The stock market as measured by the S&P 500 is at an all-time high. However, that is not what concerns me. What I am worried about is the extremely high relative valuation of the market. To be clear, the market can be trading at an all-time high and still be attractively valued. Moreover, the long-term direction of the stock market has been up. On the other hand, that ascension is interrupted from time to time due to overvaluation eventually instigating the inevitable reversion to the mean valuation.
The following graphic courtesy of Current Market Valuation is an awesome job of illustrating and validating the above paragraph. On the graph you can see the long-term steady increase in the market as described. However, what I really like about the following graph is how they color-coded valuation. When the price line is gray valuation is reasonable, when the price line is green it connotes periods of undervaluation, yellow denotes overvaluation and red reveals extreme or what I call dangerous overvaluation. The reader should note that the S&P 500 has currently entered that dangerous territory.
(Graph courtesy of Current Market Valuation)

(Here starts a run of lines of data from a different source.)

PR #9387, opened 2020-06-17
Clean up the HA docs

### LINKED ISSUE #8769: Not clear when/how to configure more than 3 masters
 this information.**

1.13.0

 a `kops` flag.**

1.13.10

AWS

1. Create a cluster with 3 master nodes
2. Decide to increase the number of master nodes
3. Find the page https://github.com/kubernetes/kops/blob/master/docs/operations/high_availability.md
4. Determine you're not sure: if you use 5 master nodes, should you use 5 zones, or is 3 zones ok? The docs seem to say that more than one master in a zone is actually less HA, but not sure why. What if you want 11 master nodes in a region that has only 5 zones, you'll have 4 zones with 2 nodes each, and one zone with 3 nodes. 

Basically what's not clear is, does it even make sense to have # masters > # zones? If it does make sense, are there rules about the number of zones vs masters. Eg if you have 6 masters, in 3 zones, an one zone fails, you're down to 4 masters; why is that worse than having a 5 master cluster in 3 zones, and the one-master zone fails, then you're also down to 4. This needs to be explained better. 

It seems very likely that as time goes, your requirements are going to increase in services and hence number of pods and hence demand on master nodes will increase, and I imagine at some point you will notice the CPU on masters become "too high too often". At that point, you will need to know the above. 

n/a

Have a clear idea of whether increasing master node count from 3 to 5 required that I also increase the # of zones, or if I could stay at 3 zones, and overall I was expecting to have a better understanding of when and how to scale the control plane of a kops-based kubernetes cluster. 

Probably n/a but let me know if applicable

Probably not applicable 

Not for now

olemarkus:
Fixes #8769

### DIFF
--- a/docs/operations/high_availability.md
+++ b/docs/operations/high_availability.md
@@ -1,96 +1,59 @@
-High Availability (HA)
-======================
+# High Availability (HA)
 
-Introduction
--------------
+## Introduction
 
-Kubernetes has two strategies for high availability:
+For testing purposes, kubernetes works just fine with a single master. However, when the master becomes unavailable, for example due to upgrade or instance failure, the kubernetes API will be unavailable. Pods and services that are running on the continues to operate as long as they do not depend on interacting with the API, but operations such as adding nodes, scaling pods, replacing terminated pods will not work. Running kubectl will also not work. 
 
-* Run multiple independent clusters and combine them behind one management plane: [federation](https://kubernetes.io/docs/user-guide/federation/)
-* Run a single cluster in multiple cloud zones, with redundant components
+kops runs each master in a dedicated autoscaling groups (ASG) and stores data on EBS volumes. That way, if a master node is terminated the ASG will launch a new master instance with the master's volume. Because of the dedicated EBS volumes, each master is bound to a fixed Availability Zone (AZ). If the AZ becomes unavailable, the master instance in that AZ will also become unavailable.
 
-kops has good support for a cluster than runs
-with redundant components.  kops is able to create multiple kubernetes masters, so in the event of
-a master instance failure, the kubernetes API will continue to operate.
+For production use, you therefore want to run kubernetes in a HA setup with multiple masters. With multiple master nodes, you will be able both to do graceful (zero-downtime) upgrades and you will be able to survive AZ failures.
 
-However, when running kubernetes with a single master, if the master fails, the kubernetes API will be unavailable, but pods and services that are running on the (unaffected) nodes should continue to operate.  In this situation, we won't be able to do anything that involves the API (adding nodes, scaling pods, replacing
-terminated pods), and kubectl won't work.  However your application should continue to run, and most applications
-could probably tolerate an API outage of an hour or more.
+Very few regions offer less than 3 AZs. In this case, running multiple masters in the same AZ is an option. If the AZ with multiple masters becomes unavailable you will still have downtime with this configuration. But regular changes to master nodes such as upgrades will be graceful and without downtime.
 
-Moreover, kops runs the masters in an automatic replacement mode.  Masters are run in auto-scaling groups, with
-the data on an EBS volume.  If a master node is terminated, the ASG will launch a new master instance, and kops
-will mount the master volume and replace the master.
+If you already have a single-master cluster you would like to convert to a multi-master cluster, read the [single to multi-master](../single-to-multi-master.md) docs.
 
-In short:
+Note that running clusters spanning several AZs is more expensive than running clusters spanning one or two AZs. This happens not only because of the master EC2 cost, but also because you have to pay for cross-AZ traffic. Depending on your workload you may therefore also want to consider running worker nodes only in two AZs. As long as your application do not rely on quorum, you will still have AZ fault tolerance.
 
-* A single master kops cluster is still reasonably available; if the master instance terminates it will be automatically
-  replaced.  But the use of EBS binds us to a single AZ, and in the event of a prolonged AZ outage, we might experience
-  downtime.
-* A multi-node kops cluster can tolerate the outage of a single AZ
+## Creating a HA cluster
 
+### Example 1: public topology
 
-Using Kops HA
--------------
-
-We can create HA clusters using kops, but only it's important to note that migrating from a single-master
-cluster to a multi-master cluster is a complicated operation (described [here](../single-to-multi-master.md)).
-If possible, try to plan this at time of cluster creation.
-
-When you first call `kops create cluster`, you specify the `--master-zones` flag listing the zones you want your masters
-to run in, for example:
+The simplest way to get started with a HA cluster is to run `kops create cluster` as shown below. The `--master-zones` flag lists the zones you want your masters
+to run in. By default, kops will create one master per AZ. Since the kubernetes etcd cluster runs on the master nodes, you have to specify an odd number of zones in order to obtain quorum.
 
 ```
 kops create cluster \
     --node-count 3 \
     --zones us-west-2a,us-west-2b,us-west-2c \
     --master-zones us-west-2a,us-west-2b,us-west-2c \
-    --node-size t2.medium \
-    --master-size t2.medium \
-    --topology private \
-    --networking kopeio-vxlan \
     hacluster.example.com
 ```
 
-Kubernetes relies on a key-value store called "etcd", which uses the Quorum approach to consistency,
-so it is available if 51% of the nodes are available.
+## Example 2: private topology
 
-As a result there are a few considerations that need to be taken into account when using kops with HA:
-
-* Only odd number of masters instances should be created, as an even number is likely _less_ reliable than the lower odd number.
-* Kops has experimental support for running multiple masters in the same AZ, but it should be used carefully.
-  If we create 2 (or more) masters in the same AZ, then failure of the AZ will likely cause etcd to lose quorum
-  and stop operating (with 3 nodes).  Running in the same AZ therefore increases the risk of cluster disruption,
-  though it can be a valid scenario, particularly if combined with [federation](https://kubernetes.io/docs/user-guide/federation/).
-
-
-Advanced Example
-----------------
-
-Another example `create cluster` invocation for HA with [a private network topology](../topology.md):
+Create a cluster using [private network topology](../topology.md):
 
 ```
 kops create cluster \
     --node-count 3 \
     --zones us-west-2a,us-west-2b,us-west-2c \
     --master-zones us-west-2a,us-west-2b,us-west-2c \
-    --dns-zone example.com \
-    --node-size t2.medium \
-    --master-size t2.medium \
-    --node-security-groups sg-12345678 \
-    --master-security-groups sg-12345678,i-abcd1234 \
     --topology private \
-    --networking weave \
-    --cloud-labels "Team=Dev,Owner=John Doe" \
-    --image 293135079892/k8s-1.4-debian-jessie-amd64-hvm-ebs-2016-11-16 \
+    --networking <provider> \
     ${NAME}
 ```
 
-Notes (Best Practice)
-----
-* In regions with 2 Availability Zones, deploy the 3 masters in one zone and the nodes can be distributed between the 2
-zones. This can be done by specifying the flags:
+Note that the default networking provider (kubenet) does not support private topology.
+
+## Example 3: multiple masters in the same AZ
+
+If necessary, for example in regions with less than 3 AZs, you can launch multiple masters in the same AZ.
+
 ```
-     --master-count=3
-     --master-zones=$MASTER_ZONE
-     --zones=$NODE_ZONES
+kops create cluster \
+    --node-count 3 \
+    --master-count 3 \
+    --zones cn-north-1a,cn-north-1b \
+    --master-zones cn-north-1a,cn-north-1b \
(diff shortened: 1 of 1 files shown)


docs/operations/high_availability.md
```diff
@@ -1,96 +1,41 @@
...
-    --dns-zone example.com \
-    --node-size t2.medium \
-    --master-size t2.medium \
-    --node-security-groups sg-12345678 \
-    --master-security-groups sg-12345678,i-abcd1234 \
     --topology private \
-    --networking weave \
-    --cloud-labels "Team=Dev,Owner=John Doe" \
-    --image 293135079892/k8s-1.4-debian-jessie-amd64-hvm-ebs-2016-11-16 \
+    --networking cilium \
```
hakman, line 39: I wouldn't mention Cilium here. If you want, maybe Calico or Weave which seem simpler to digest for beginners (less options).

olemarkus: Weave is listed as experimental on our networking page, which is why I am changing weave for something else when I can. But I am happy with using calico.

hakman: Should be better as I think is the default in other places, like Docker Desktop and Enterprise.

hakman: Not sure how experimental Weave is. I don't use it, but kept it up to date and seems pretty stable in tests.

olemarkus: Weave is experimental per https://kops.sigs.k8s.io/networking/ :) I think I actually had weave a stable initially, but someone said it probably wasn't and I decided to be conservative.

docs/operations/high_availability.md
```diff
@@ -1,96 +1,41 @@
-High Availability (HA)
-======================
+# High Availability (HA)
 
-Introduction
--------------
+## Introduction
 
-Kubernetes has two strategies for high availability:
+For testing purposes, kubernetes works just fine with a single master. However, when the master becomes unavailable, for example due to upgrade or instance failure, the kubernetes API will be unavailable. Pods and services that are running on the continues to operate as long as they do not depend on interacting with the API, but operations such as adding nodes, scaling pods, replacing terminated pods will not work. Running kubectl will also not work.
```
justinsb, line 5: Missing word (maybe "nodes"?): "running on the continues to operate"

docs/operations/high_availability.md
```diff
@@ -1,96 +1,41 @@
...
-Introduction
--------------
+## Introduction
 
-Kubernetes has two strategies for high availability:
+For testing purposes, kubernetes works just fine with a single master. However, when the master becomes unavailable, for example due to upgrade or instance failure, the kubernetes API will be unavailable. Pods and services that are running on the continues to operate as long as they do not depend on interacting with the API, but operations such as adding nodes, scaling pods, replacing terminated pods will not work. Running kubectl will also not work. 
 
-* Run multiple independent clusters and combine them behind one management plane: [federation](https://kubernetes.io/docs/user-guide/federation/)
-* Run a single cluster in multiple cloud zones, with redundant components
+kops runs each master in a dedicated autoscaling groups (ASG) and stores data on ESB volumes. That way, if a master node is terminated the ASG will launch a new master instance with the master's volume. Because of the dedicated ESB volumes, each master is bound to a fixed Availability Zone (AZ). If the AZ becomes unavailable, the master instance in that AZ will also become unavailable.
```
justinsb, line 7: Nit: s/groups/group  (or remove "a" from "a dedicated autoscaling group")

Nit: s/ESB/EBS

We should probably try to call them "control plane nodes" instead of "master" also.

Nits aside, love this paragraph - it explains a tricky subject well!

docs/operations/high_availability.md
```diff
@@ -1,96 +1,41 @@
...
 
-kops has good support for a cluster than runs
-with redundant components.  kops is able to create multiple kubernetes masters, so in the event of
-a master instance failure, the kubernetes API will continue to operate.
+For production use, you therefor want to run kubernetes in a HA setup with multiple masters. With multiple master nodes, you will be able both to do graceful, zero-down time upgrades, and you will be able to survive AZ failures.
```
justinsb, line 9: Nit: therefor -> therefore

docs/operations/high_availability.md
```diff
@@ -1,96 +1,41 @@
...
-Using Kops HA
--------------
-
-We can create HA clusters using kops, but only it's important to note that migrating from a single-master
-cluster to a multi-master cluster is a complicated operation (described [here](../single-to-multi-master.md)).
-If possible, try to plan this at time of cluster creation.
-
-When you first call `kops create cluster`, you specify the `--master-zones` flag listing the zones you want your masters
-to run in, for example:
+The simplest way to get started with a HA cluster is to run `kops create cluster` as shown below. The `--master-zones` flag listing the zones you want your masters
```
justinsb, line 18: s/listing/lists

docs/operations/high_availability.md
```diff
@@ -1,96 +1,41 @@
...
     hacluster.example.com
 ```
 
-Kubernetes relies on a key-value store called "etcd", which uses the Quorum approach to consistency,
-so it is available if 51% of the nodes are available.
-
-As a result there are a few considerations that need to be taken into account when using kops with HA:
-
-* Only odd number of masters instances should be created, as an even number is likely _less_ reliable than the lower odd number.
-* Kops has experimental support for running multiple masters in the same AZ, but it should be used carefully.
```
justinsb, line 60: I feel like this is an important sentence to keep  - the idea that you can repeat the zone.  If you only have 2 AZs in a region, whether it's better to run in 2 AZs or all in one is debatable, I guess - we seem to have suggested at the end that running in one region is best.

(Agree with dropping the federation stuff though!)

justinsb:
A few nits, and we should probably prefer the term "control plane" over "master", but I guess that is confusing because of the flags also.

docs/operations/high_availability.md
johngmyers: After getting a ten-hour 3AM call about Weave, I'm reluctant to call it stable. I'm given to understand it has at its core an algorithm with polynomial complexity.

hakman: OK 😄 
Do we all agree that Calico is stable and the easiest one to get started with?

olemarkus: I don't :) 
After some sleep, I am wondering if our examples should just put "<provider>" placeholder instead of a specific one. Or we need to have an "official" opinion on what users should go with. Most of the docs tries to be neutral here.
If we do go for e.g calico as the recommended provider, we should probably also use that one as default instead of kubenet, since you typically don't want to use kubenet.
This is probably worth an issue on its own though.

docs/operations/high_availability.md
olemarkus: Thanks for the nits.
I am all for changing "master" to "control plane nodes" (something a bit less verbose would be nice though) if that is what k/k is doing as well. But we should have a plan on changing this everywhere. It would probably be a good idea to do this as part of #9178

docs/operations/high_availability.md
hakman: Neutral is good enough for me :)

docs/operations/high_availability.md
olemarkus: I thought there was no longer any region with 2 zones anymore, but turns out it is one: Beijing. I'll add a version of that back in.

hakman:
I would also add somewhere to be mindful of how many AZs are used for HA. Transferring data between AZs can be expensive. This is why, maybe limit to 2 AZs for worker nodes.

olemarkus:
Do we really want to recommend running workers in two AZs? That would at least be a "you better know what you are doing" disclaimer with that as if you run apps that requires quorum, you'll have downtime should the wrong AZ fail.

I am considering a warning about running e.g 5 AZs though. It gives you higher fault tolerance, but in most cases, a bit too much.

hakman:
Apps with quorum is a totally different story. To get to those you actually have to get past the beginner status. Also have to understand how pod scheduling works because you may only think it works and instead all your quorum pods are in same AZ.

I don't say we recommend 2 AZs. I just mean to phrase it in a way that explains that inter-AZ traffic costs in most cases. You need 2+ AZ for HA, but depends on use case how many.

olemarkus:
Something like this?

docs/operations/high_availability.md
```diff
@@ -1,96 +1,59 @@
...
 
-kops has good support for a cluster than runs
-with redundant components.  kops is able to create multiple kubernetes masters, so in the event of
-a master instance failure, the kubernetes API will continue to operate.
+For production use, you therefore want to run kubernetes in a HA setup with multiple masters. With multiple master nodes, you will be able both to do graceful, zero-down time upgrades, and you will be able to survive AZ failures.
 
-However, when running kubernetes with a single master, if the master fails, the kubernetes API will be unavailable, but pods and services that are running on the (unaffected) nodes should continue to operate.  In this situation, we won't be able to do anything that involves the API (adding nodes, scaling pods, replacing
-terminated pods), and kubectl won't work.  However your application should continue to run, and most applications
-could probably tolerate an API outage of an hour or more.
+A few regions offers less than 3 AZs. In this case, running multiple masters in the same AZ is an option. If the AZ with multiple masters in becomes unavailable, you will still have downtime, but upgrades will be graceful and without downtime.
```
hakman, line 11:
```suggestion
Very few regions offer less than 3 AZs. In this case, running multiple masters in the same AZ is an option. If the AZ with multiple masters becomes unavailable, you will still have downtime, but upgrades will be graceful and without downtime.
```

hakman: Also, this is a bit confusing `you will still have downtime, but upgrades will be graceful and without downtime`.

docs/operations/high_availability.md
```diff
@@ -1,96 +1,59 @@
...
 
-Moreover, kops runs the masters in an automatic replacement mode.  Masters are run in auto-scaling groups, with
-the data on an EBS volume.  If a master node is terminated, the ASG will launch a new master instance, and kops
-will mount the master volume and replace the master.
+If you already have a single-master cluster you would like to convert to a multi-master cluster, read the [single to multi-master](../single-to-multi-master.md) docs.
 
-In short:
+Note that running clusters spanning several AZs are more expensive than clusters spanning one or two AZs. Not only because of the master EC2 cost, but also because you have to pay for cross-AZ traffic. Depending on your workload you may therefore also want to consider running worker nodes only in two AZs.
```
hakman, line 15:
```suggestion
Note that running clusters spanning several AZs is more expensive than running clusters spanning one or two AZs. This happens not only because of the master EC2 cost, but also because you have to pay for cross-AZ traffic. Depending on your workload you may therefore also want to consider running worker nodes only in two AZs.
```

docs/operations/high_availability.md
```diff
@@ -1,96 +1,59 @@
...
 
-* Run multiple independent clusters and combine them behind one management plane: [federation](https://kubernetes.io/docs/user-guide/federation/)
-* Run a single cluster in multiple cloud zones, with redundant components
+kops runs each master in a dedicated autoscaling groups (ASG) and stores data on EBS volumes. That way, if a master node is terminated the ASG will launch a new master instance with the master's volume. Because of the dedicated EBS volumes, each master is bound to a fixed Availability Zone (AZ). If the AZ becomes unavailable, the master instance in that AZ will also become unavailable.
 
-kops has good support for a cluster than runs
-with redundant components.  kops is able to create multiple kubernetes masters, so in the event of
-a master instance failure, the kubernetes API will continue to operate.
+For production use, you therefore want to run kubernetes in a HA setup with multiple masters. With multiple master nodes, you will be able both to do graceful, zero-down time upgrades, and you will be able to survive AZ failures.
```
hakman, line 9:
```suggestion
For production use, you therefore want to run kubernetes in a HA setup with multiple masters. With multiple master nodes, you will be able both to do graceful (zero-downtime) upgrades and you will be able to survive AZ failures.
```

hakman:
> Something like this?

Yes, sounds pretty good.
There are a few more small nits, but other than that it's a nice change.

docs/operations/high_availability.md
rifelpet: 👍  Some regions have more than two AZs but only two of them are effectively usable due to instance type availability: us-west-1 for example.

docs/operations/high_availability.md
```diff
@@ -1,96 +1,59 @@
-High Availability (HA)
-======================
+# High Availability (HA)
 
-Introduction
--------------
+## Introduction
 
-Kubernetes has two strategies for high availability:
+For testing purposes, kubernetes works just fine with a single master. However, when the master becomes unavailable, for example due to upgrade or instance failure, the kubernetes API will be unavailable. Pods and services that are running in the cluster continues to operate as long as they do not depend on interacting with the API, but operations such as adding nodes, scaling pods, replacing terminated pods will not work. Running kubectl will also not work.
```
hakman, line 5:
```suggestion
For testing purposes, kubernetes works just fine with a single master. However, when the master becomes unavailable, for example due to upgrade or instance failure, the kubernetes API will be unavailable. Pods and services that are running in the cluster continue to operate as long as they do not depend on interacting with the API, but operations such as adding nodes, scaling pods, replacing terminated pods will not work. Running kubectl will also not work. 
```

S&P 500 Price Correlated With Fundamentals Since 2001
With the following graphic I will utilize the calculator functionality of FAST Graphs to provide a perspective of the S&P 500’s overvaluation based on a conservative calculation of the index reverting to the normal (mean) valuation since calendar year 2001. The moral of this story is that current valuation would suggest that this would be a very poor time to be investing in a S&P 500 index fund. The major issue here is not necessarily the potential loss of capital. Rather, the real issue is the loss of time.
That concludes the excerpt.